→ **Work instructions**:
Write each entry out again, exactly as it is written.

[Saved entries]
○ ○ ○ ○ ○
PR #890, opened 2024-04-28
Respect &foldopen during next/prev hunk jumps

lukelbd:
This makes the next/previous hunk block-style mappings respect the `&foldopen` setting by skipping `zv` if it does not contain the word `'block'`.

Think this would be more consistent with other vim behavior, and since `&foldopen` contains `'block'` by default it shouldn't affect the average user. However I can see the argument that this is a "breaking" change requiring an explicit setting like `g:gitgutter_respect_foldopen` (happy to update the PR if you feel this way).

Thanks for the awesome plugin!

### DIFF
--- a/autoload/gitgutter/hunk.vim
+++ b/autoload/gitgutter/hunk.vim
@@ -60,7 +60,8 @@ function! gitgutter#hunk#next_hunk(count) abort
     if hunk[2] > current_line
       let hunk_count += 1
       if hunk_count == a:count
-        execute 'normal!' hunk[2] . 'Gzv'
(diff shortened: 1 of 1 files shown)


airblade:
This is great, thanks!  Being as consistent as possible with other vim behaviour is always the goal.

 Isn't `'foldopen'` a global option?  And therefore can't we just inspect `&foldopen` instead of `&l:foldopen`?

I don't think we need to introduce a new setting for this.

lukelbd:
Great! And yep you're right it's global (didn't check) -- just force pushed a version with `&foldopen`

airblade:
Brilliant, thanks again!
○ ○ ○ ○ ○
→ **Written answer**:
PR #890, opened 2024-04-28
Respect &foldopen during next/prev hunk jumps

lukelbd:
This makes the next/previous hunk block-style mappings respect the `&foldopen` setting by skipping `zv` if it does not contain the word `'block'`.

Think this would be more consistent with other vim behavior, and since `&foldopen` contains `'block'` by default it shouldn't affect the average user. However I can see the argument that this is a "breaking" change requiring an explicit setting like `g:gitgutter_respect_foldopen` (happy to update the PR if you feel this way).

Thanks for the awesome plugin!

### DIFF
--- a/autoload/gitgutter/hunk.vim
+++ b/autoload/gitgutter/hunk.vim
@@ -60,7 +60,8 @@ function! gitgutter#hunk#next_hunk(count) abort
     if hunk[2] > current_line
       let hunk_count += 1
       if hunk_count == a:count
-        execute 'normal!' hunk[2] . 'Gzv'
(diff shortened: 1 of 1 files shown)


airblade:
This is great, thanks!  Being as consistent as possible with other vim behaviour is always the goal.

 Isn't `'foldopen'` a global option?  And therefore can't we just inspect `&foldopen` instead of `&l:foldopen`?

I don't think we need to introduce a new setting for this.

lukelbd:
Great! And yep you're right it's global (didn't check) -- just force pushed a version with `&foldopen`

airblade:
Brilliant, thanks again!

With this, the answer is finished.